Dataset entries:
= = = = = = =

PR #961, opened 2023-09-13
Transfer - Fix delayed artifacts mechanism

yahavi:
-----

Tests PR: https://github.com/jfrog/jfrog-cli/pull/2204

Enhance and optimize the following elements:
   - Delaying pom.xml files, not just `*.pom`.
   - Eliminating the need for recursion in delaying artifacts. Instead, transfer them in a sorted manner. This approach is significantly more efficient, especially considering that in Docker and Conan repositories, we triggered 2-3 invocations of doTransferWithProducerConsumer.

### DIFF
--- a/artifactory/commands/transferfiles/delayedartifactshandler.go
+++ b/artifactory/commands/transferfiles/delayedartifactshandler.go
@@ -97,7 +97,7 @@ func consumeAllDelayFiles(base phaseBase) error {
 	delayFunctions := getDelayUploadComparisonFunctions(base.repoSummary.PackageType)
 	if len(filesToConsume) > 0 && len(delayFunctions) > 0 {
 		log.Info("Starting to handle delayed artifacts uploads...")
-		if err = handleDelayedArtifactsFiles(filesToConsume, base, delayFunctions[1:]); err == nil {
+		if err = handleDelayedArtifactsFiles(filesToConsume, base, delayFunctions); err == nil {
 			log.Info("Done handling delayed artifacts uploads.")
 		}
 	}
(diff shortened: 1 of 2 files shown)


artifactory/commands/transferfiles/delayedartifactshandler.go
```diff
@@ -168,7 +160,8 @@ func consumeDelayedArtifactsFiles(pcWrapper *producerConsumerWrapper, filesToCon
 			return err
 		}
 
-		shouldStop, err := uploadByChunks(delayedArtifactsFile.DelayedArtifacts, uploadChunkChan, base, delayHelper, errorsChannelMng, pcWrapper)
+		sortedDelayedArtifacts := sortDelayedArtifacts(delayedArtifactsFile, delayHelper)
```
RobiNino, line 163: I believe this is only sorting the artifacts within a specific delayedArtifactsFile. Those files are handled in parallel, meaning that even if a single file is being handled in the correct order, artifacts from different files can be uploaded in the wrong order.

artifactory/commands/transferfiles/delayedartifactshandler.go
```diff
@@ -246,8 +255,10 @@ type delayUploadHelper struct {
 }
 
 // Decide whether to delay the deployment of a file by running over the shouldDelayUpload array.
-// When there are multiple levels of requirements in the deployment order, the first comparison function in the array can be removed each time in order to no longer delay by that rule.
 func (delayHelper delayUploadHelper) delayUploadIfNecessary(phase phaseBase, file api.FileRepresentation) (delayed, stopped bool) {
+	if phase.phaseId != api.Phase1 {
```
RobiNino, line 259: Shouldn't files be delayed in other phases? For example:
Phase 2 - Found new docker image that contains a `manifest.json`.
Phase 3 - Handling failures, `manifest.json` can be one of them.

RobiNino (changes requested):

artifactory/commands/transferfiles/delayedartifactshandler.go
yahavi: Good catch! Thanks

artifactory/commands/transferfiles/delayedartifactshandler.go
yahavi: You are right. Thanks

artifactory/commands/transferfiles/delayedartifactshandler.go
```diff
@@ -149,32 +149,38 @@ func handleDelayedArtifactsFiles(filesToConsume []string, base phaseBase, delayU
...
-		shouldStop, err := uploadByChunks(delayedArtifactsFile.DelayedArtifacts, uploadChunkChan, base, delayHelper, errorsChannelMng, pcWrapper)
+		allDelayedArtifacts = append(allDelayedArtifacts, delayedArtifactsFile.DelayedArtifacts...)
+	}
+
+	// Upload delayed artifacts, if any exist
+	if len(allDelayedArtifacts) > 0 {
+		log.Info(fmt.Sprintf("Uploading %d delayed artifacts...", len(allDelayedArtifacts)))
+		allDelayedArtifacts = sortDelayedArtifacts(&allDelayedArtifacts, delayHelper)
+		// Use an empty delayUploadHelper to prevent further delays of these files.
+		shouldStop, err := uploadByChunks(allDelayedArtifacts, uploadChunkChan, base, delayUploadHelper{}, errorsChannelMng, pcWrapper)
```
attiasas, line 174: If a delayed artifact fails here, for example, 'conanfile.py', then the following file at the ordered delayed list is for example 'conaninfo.txt' and no issue at upload, won't it be a problem later when we try to upload It again?

PR #3091, opened 2019-10-01
Correction to rows returned without ESCAPE

Rob-S:
"If ESCAPE and the escape character aren't specified" then the "!" would _not_ be treated as the escape character and instead would be part of the string being searched for. Therefore, it would return any rows with the string "30!", not "any rows with the string 30."


PRMerger20:

julieMSFT:
@Rob-S Thank you for catching this. I will approve the change.

#sign-off

PR #3109, opened 2019-10-03
Update overview-of-always-on-availability-groups-sql-server.md

shaneis:
I'm assuming that "avt1" is actually "primary replica"?

This is since I haven't seen another mention of "avt1" in the documentation so far.


PRMerger14:
@shaneis : Thanks for your contribution! The author(s) have been notified to review your proposed change.

MashaMSFT:
Hi @shaneis, thank  you so much for your contribution! Yes, you are right, it should be primary replica :) #sign-off

PR #3123, opened 2019-10-05
Update STRING_ESCAPE to consider the SQL compatibility version

mkxml:
The current docs does not state what SQL Server version is the minimum compatible version for use with the STRING_ESCAPE function.

I found this odd because [STRING_SPLIT](https://docs.microsoft.com/en-us/sql/t-sql/functions/string-split-transact-sql?view=sqlallproducts-allversions) function have a statement showing the minimum compatible version.

### DIFF
--- a/docs/t-sql/functions/string-escape-transact-sql.md
+++ b/docs/t-sql/functions/string-escape-transact-sql.md
@@ -23,7 +23,13 @@ monikerRange: "= azuresqldb-current||>= sql-server-2016||>= sql-server-linux-201
 
 [!INCLUDE[tsql-appliesto-ss2016-asdb-xxxx-xxx-md](../../includes/tsql-appliesto-ss2016-asdb-xxxx-xxx-md.md)]
 
-  Escapes special characters in texts and returns text with escaped characters. **STRING_ESCAPE** is a deterministic function.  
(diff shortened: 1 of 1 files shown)


PRMerger16:
@mkxml : Thanks for your contribution! The author(s) have been notified to review your proposed change.

ktoliver:
@MikeRayMSFT - Could you review the proposed changes and indicate whether the PR can be merged? Thanks.

MikeRayMSFT:
@mkxml - thank you for submitting this. We're evaluating.

bluefooted:
Hi @mkxml ! Version is different than compatibility level. Some features in SQL Server are protected by the database compatibility level, generally when they can influence query optimization and therefore query performance. STRING_SPLIT is unusual in that it is gated by db compat, which is why compat level 130 is called out in the article. STRING_ESCAPE is not gated by db compat, you can use it no matter which compatibility level you are at in SQL Server 2016 and later. Here's an article about db compat for more information on this practice: https://aka.ms/dbcompat

PRMerger7:

PRMerger7:

MikeRayMSFT:
#sign-off

PR #3154, opened 2019-10-08
Update determine-which-queries-are-holding-locks.md

mufukuha:
This sample does not work in Azure SQL Database because Azure SQL Database does not support these ones used in this sample:
- sys.server_event_sessions
- CREATE EVENT SESSION FindBlockers ON SERVER 
- ALTER EVENT SESSION FindBlockers ON SERVER  
- sqlserver.lock_acquired and sqlserver.lock_released event
- sys.dm_xe_session_targets

### DIFF
--- a/docs/relational-databases/extended-events/determine-which-queries-are-holding-locks.md
+++ b/docs/relational-databases/extended-events/determine-which-queries-are-holding-locks.md
@@ -20,7 +20,7 @@ monikerRange: "=azuresqldb-current||>=sql-server-2016||=sqlallproducts-allversio
 ---
 # Determine Which Queries Are Holding Locks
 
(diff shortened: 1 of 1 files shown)


PRMerger7:
@mufukuha : Thanks for your contribution! The author(s) have been notified to review your proposed change.

MightyPen:
Fixed instead by private PR #12531.

Thus now permanently Closing public PRs #3154 and #3155, without merging them into master.
Even though these two public PRs are Closed unmerged, they were successful in that their attempt alerted us o the problem, and helped us to implement an alternative fix for the problem.

@mufukuha Thank you for submitting these PRs. We hope to hear from you again.

PR #3181, opened 2019-10-10
Typo "*@password*"→"*\@password*"

hyoshioka0128:
Italic with escape characters

https://docs.microsoft.com/en-us/sql/database-engine/availability-groups/windows/configure-replication-for-always-on-availability-groups-sql-server?view=sql-server-2017


jborsecnik:
Correction confirmed. Thanks.

PR #3209, opened 2019-10-10
Typo "*@project_name*"→"*\@project_name*"

hyoshioka0128:
Italic with escape characters

https://docs.microsoft.com/en-us/sql/integration-services/system-stored-procedures/catalog-deploy-project-ssisdb-database?view=sql-server-2017


jborsecnik:
Correction confirmed. Thanks.

PR #3211, opened 2019-10-10
Typo "*@trigger_op*"→"*\@trigger_op*"

hyoshioka0128:
Italic with escape characters

https://docs.microsoft.com/en-us/sql/relational-databases/system-stored-procedures/sp-check-for-sync-trigger-transact-sql?view=sql-server-2017


jborsecnik:
Correction confirmed. Thanks.

PR #3236, opened 2019-10-11
Typo "**@keepfulltextindexfile**"→"**\@keepfulltextindexfile**"

hyoshioka0128:
bold with escape characters

https://docs.microsoft.com/en-us/sql/relational-databases/system-stored-procedures/sp-detach-db-transact-sql?view=sql-server-2017


rothja:
@hyoshioka0128 Thank you!

PR #3312, opened 2019-10-15
Fixes Grammar and Clarity

NicoleWilbur:
Fixes grammar and clarity in these three files:
overview-template-annotated-example.md
overview-template.md
tutorial-template-annotated-example.md

Outstanding issue (overview-template-annotated-example.md file): I was unable to determine the meaning of "refers to keeping to multiple secondary"

in 

"In Azure storage, the term *replication* refers to copying files from one location to another. SQL's *database replication* refers to keeping to multiple secondary databases synchronized with a primary database.

### DIFF
--- a/contributor-guide/templates/overview-template-annotated-example.md
+++ b/contributor-guide/templates/overview-template-annotated-example.md
@@ -1,6 +1,6 @@
 ---
 
-title:="Azure SQL Database backups - automatic, geo-redundant | Microsoft Docs" 
+title:="Azure SQL Database backups - automatic, geo-redundant | Microsoft Docs"
 description: "SQL Database automatically creates database backups and uses Azure read-access geo-redundant storage for geo-redundancy."
 services: "sql-database"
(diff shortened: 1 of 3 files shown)


rothja:
@NicoleWilbur Thanks for these suggested improvements. One note is that there seems to be an added grammar-fix file that is empty in this pull request? At least that is the way it looks like on the files changed tab.

We will need to review these to make sure that no technical meaning has changed. @CarlRabeler is out of the office right now, so I am going to look into this. As a side note, I need to investigate how these templates are being used. It is possible that we are no longer using these and might need to remove them. If so, I apologize for your work, but I need to check first. Thank you for your patience.

rothja:
@NicoleWilbur Thank you for the offer. I'm the manager of the SQL content team that manages this repo. I'll mention this to the team as well. For these templates, I'm doing a little investigation first before deciding if these are still being used. Thanks!

PR #3350, opened 2019-10-18
Update sql-server-backup-to-url-best-practices-and-troubleshooting.md

PhilB-MSFT:
The BackupToURL exe will only output the log file (using trace flag 3051) and the Windows Event Log if you are using Page Blobs (i.e. the backup T-SQL has WITH CREDENTIAL). If you are using block blobs then the TF is ignored and no output is written to log file or the Windows Event Log.

I'm propsing this update as the doc currently gives you the impression that using the TF will result in the verbose output in all use cases, which is not true. 

If there is a better way to convey this situation please update the doc to reflect that.


PRMerger9:
@PhilB-MSFT : Thanks for your contribution! The author(s) have been notified to review your proposed change.

PRMerger7:

MikeRayMSFT:
#sign-off

PRMerger8:

PR #3354, opened 2019-10-20
Need to remove the SSAS and SSRS reference in SQL 2017 upgrade content

JoshGer:
The section I edited doesn’t make sense anymore with the original verbiage. Since RS 2017 and AS 2017 are separate installs than SQL Server 2017 now, you can’t really upgrade them at the same time through SQL Server setup like you could before. And RS and AS version numbers are completely different than SQL Server. So having them the exact same 14.x version is impossible.

I feel like the content here was copied text from the 2016 doc here - https://docs.microsoft.com/en-us/sql/database-engine/install-windows/supported-version-and-edition-upgrades

... and the SQL 2016 content does make sense to me because in 2016 you couldn’t upgrade or patch an AS or RS instance only if there was also a SQL Server instance on the same server. For example, if both SQL (database engine) and SSRS were both installed on a server and you ran the SP update on it, you HAD to upgrade both SQL and RS to the SP version. You couldn’t do only one of them.

Starting with SQL 2017, the Analysis Services and Reporting Services part of this content should be removed as we've had a few customers and CSS engineers confused by it.

### DIFF
--- a/docs/database-engine/install-windows/supported-version-and-edition-upgrades-2017.md
+++ b/docs/database-engine/install-windows/supported-version-and-edition-upgrades-2017.md
@@ -36,7 +36,7 @@ monikerRange: ">=sql-server-2016||=sqlallproducts-allversions"
   
 ## Unsupported Scenarios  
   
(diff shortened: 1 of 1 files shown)


PRMerger17:
@JoshGer : Thanks for your contribution! The author(s) have been notified to review your proposed change.

MashaMSFT:
Thanks Josh :) #sign-off

PR #524, opened 2021-05-01
Fixed incr when number is larger than 64 bit and has no timeout

### LINKED ISSUE #483: incr_version and decr_version delete keys with infinite timeout

WisdomPill:
Very similar to #523 it is applied to the `.incr` and consequentially to the `.decr` method.

Probably there will be the same mypy coverage issue as the other PR

fixes: #499

### DIFF
--- a/django_redis/client/default.py
+++ b/django_redis/client/default.py
@@ -507,13 +507,7 @@ class DefaultClient:
                 # In this situations redis will throw ResponseError
 
                 # try to keep TTL of key
-
-                timeout = client.ttl(key)
-
-                # returns -1 if the key does exist and does not have expiration
-                # keeping it that way by setting timeout to None
-                if timeout == -1:
-                    timeout = None
+                timeout = self.ttl(key, version=version, client=client)
 
                 # returns -2 if the key does not exist
                 # means, that key have expired
--- a/django_redis/client/default.py
+++ b/django_redis/client/default.py
@@ -509,6 +509,12 @@ class DefaultClient:
                 # try to keep TTL of key
 
                 timeout = client.ttl(key)
+
+                # returns -1 if the key does exist and does not have expiration
+                # keeping it that way by setting timeout to None
+                if timeout == -1:
+                    timeout = None
+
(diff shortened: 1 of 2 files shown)


terencehonles:
Is this the same as the other now?

django_redis/client/default.py
```diff
@@ -507,8 +507,8 @@ def _incr(
                 # In this situations redis will throw ResponseError
 
                 # try to keep TTL of key
+                timeout = self.ttl(key, version=version, client=client)
```
terencehonles, line 510: Does the sharded client need this too or does it use this function?

terencehonles (approved):

django_redis/client/default.py
WisdomPill: It uses this function

WisdomPill:
> Is this the same as the other now?

Nope, this is about `.incr` method the other about `.incr_version`. If the changes are okay with you, you can just squash and merge one of the two issues and I will solve any merge conflicts if they arise

terencehonles:
You can squash them, I'm fine with both

WisdomPill:
I did not understand very well, you mean to push a commit squaring all the commits or to use `squash and merge` button in this PR? I usually just use the button in the pr on normal days of work

terencehonles:
I'm just saying I'll let you do what you do 😅

terencehonles:
There probably won't be conflicts so it won't matter how you do it

PR #525, opened 2021-05-03
tweak codecov.io settings

terencehonles:
I believe this should be sufficient to make mypy less sensitive (it will do both status checks, but I think this is probably fine for either). We can also set a [threshold](https://docs.codecov.io/docs/commit-status#threshold) if you think we should allow mypy coverage dropping @WisdomPill (that one is per check).

### DIFF
--- a/.github/codecov.yml
+++ b/.github/codecov.yml
@@ -1,4 +1,8 @@
 coverage:
+  # small changes should not fail coverage
+  precision: 1
+  round: up
+
   status:
     project:
       default:


.github/codecov.yml
```diff
@@ -1,4 +1,8 @@
 coverage:
+  # small changes should not fail coverage
+  precision: 1
+  round: up
```
WisdomPill, line 4: What does this mean?

WisdomPill:
LGTM by the way

.github/codecov.yml
terencehonles: It makes codecov only use one digit of precision (default 2) and when it does any rounding (it always will) it will round up (default down). You'll notice the precision change in the comment above:

> Flag	Coverage Δ	
> mypy	`33.7% <ø> (ø)`	
> tests	`81.8% <ø> (ø)`	

vs before:

> Flag	Coverage Δ	
> mypy	`33.61% <0.00%> (+0.09%)`	
> tests	`81.76% <100.00%> (ø)`	

The reason I chose up instead of down, is that if coverage drops by .01 percent it will only fail if it drops a full 10th of a percent (or at least that's what I understand or am trying to achieve). We can also set the threshold as mentioned in the description if this is not sufficient.

PR #528, opened 2021-05-06
Add timeout to prevent stuck actions

jackton1:
Resolves:

Screen Shot 2021-05-06 at 3 29 01 PM

Been running for 4hrs+

@niwinz @jdufresne @terencehonles

### DIFF
--- a/.github/workflows/ci.yml
+++ b/.github/workflows/ci.yml
@@ -9,6 +9,7 @@ jobs:
       Django ${{ matrix.django-version }},
       Redis.py ${{ matrix.redis-version }}
 
+    timeout-minutes: 60
     runs-on: ubuntu-latest
 
     strategy:
@@ -98,6 +99,7 @@ jobs:
   lint:
     name: Lint (${{ matrix.tool }})
     runs-on: ubuntu-latest
+    timeout-minutes: 60
 
     strategy:
       fail-fast: false
--- a/.github/workflows/ci.yml
+++ b/.github/workflows/ci.yml
@@ -9,7 +9,7 @@ jobs:
       Django ${{ matrix.django-version }},
       Redis.py ${{ matrix.redis-version }}
 
-    timeout-minutes: 60
+    timeout-minutes: 10
     runs-on: ubuntu-latest
 
     strategy:
@@ -99,7 +99,7 @@ jobs:
   lint:
     name: Lint (${{ matrix.tool }})
     runs-on: ubuntu-latest
-    timeout-minutes: 60
+    timeout-minutes: 10
 
     strategy:
       fail-fast: false


terencehonles:
Do you have an example of where this is stuck? We probably want it lower than 60m. I'm seeing the default is 360m.

terencehonles:
Ack, let's wait the 30m more to see if there's any error output, but we probably can lower it to 5m or 10m. We _shouldn't_ have to do either though. Was there any other times you've seen this?

jackton1:
It might be rare enough that we can ignore it. I know I've had to enable it on some repo's as a safe gaurd.

jackton1:
> Ack, let's wait the 30m more to see if there's any error output, but we probably can lower it to 5m or 10m. We _shouldn't_ have to do either though. Was there any other times you've seen this?

Seems it's still running.

terencehonles:
Hmm, well are we sure this option would even be respected in this case? It's hit the 6hr cap for jobs and it should have died at that point. Setting it lower likely would have been ignored :thinking: 

Where else have you seen this? Definitely surprised you caught this within 6hrs :sweat_smile:

terencehonles:
It's possible it's this https://www.githubstatus.com/incidents/nqyjr7kspl45

jackton1:
Hit 20+hrs wonder why they don't auto kill actions that have exceeded the max timeout.

Screen Shot 2021-05-07 at 7 00 09 AM

WisdomPill:
Does this PR still have a reason to exist? Is it feasible?

terencehonles:
It looks like they might have terminated it after 72 hours (I was wondering what would happen), and that seems to be based on [the workflow limit](https://docs.github.com/en/actions/reference/usage-limits-billing-and-administration#:~:text=workflow%20run%20time%20-%20each%20workflow%20run%20is%20limited%20to%2072%20hours.%20if%20a%20workflow%20run%20reaches%20this%20limit%2C%20the%20workflow%20run%20is%20cancelled.). The issue we're seeing where it lasting longer than 6 hours seems to be mentioned in the community here: https://github.community/t/timeout-minutes-being-ignored/17847.

We don't have permissions to [see if this counted as billable time](https://docs.github.com/en/actions/managing-workflow-runs/viewing-job-execution-time) (which is really all I "care" about). If something got stuck and no one got charged and nothing was running it's not a big deal.

I'm _assuming_, but I may not be correct that this was related to the incident https://www.githubstatus.com/incidents/nqyjr7kspl45 and that setting a job limit would have been ignored because the default of 6 hours was also ignored. However, @WisdomPill I'm willing to allow you to be the tie breaker. The patch will lower the timeout to a much lower value which is possibly a good idea, but it may not resolve the issue that we saw. Feel free to approve the run to double check the workflow syntax and merge if you think we should add the change :slightly_smiling_face: .

WisdomPill:
seems fair, for safety it could be a nice to have

jackton1:
I'm fine closing this for now.  

Since there's no clear reason why this should happen.

PR #529, opened 2021-05-20
Add a way to provide the sentinel master name in the configuration

j-bernard:
In the current version, the master name is the redis url host.
This PR kept it as the default but a SERVICE_NAME configuration  parameter allows specifying it.

The Sentinel part of the readme was also fixed and updated but the code block is still not displayed in the github main page.
It seems to be related to the caption option as some other code blocks with caption are not displayed either.


WisdomPill:
I am leaving this to @terencehonles as he's more familiar with sentinel and he is also the one who kindly added support for it.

= = = = = = =

ASSIGNED TASK: Please copy exactly the lines from the first line of the records above through the line containing "- Delaying pom.xml", including both, and nothing more.

ANSWER SPACE:
PR #961, opened 2023-09-13
Transfer - Fix delayed artifacts mechanism

yahavi:
-----

Tests PR: https://github.com/jfrog/jfrog-cli/pull/2204

Enhance and optimize the following elements:
   - Delaying pom.xml files, not just `*.pom`.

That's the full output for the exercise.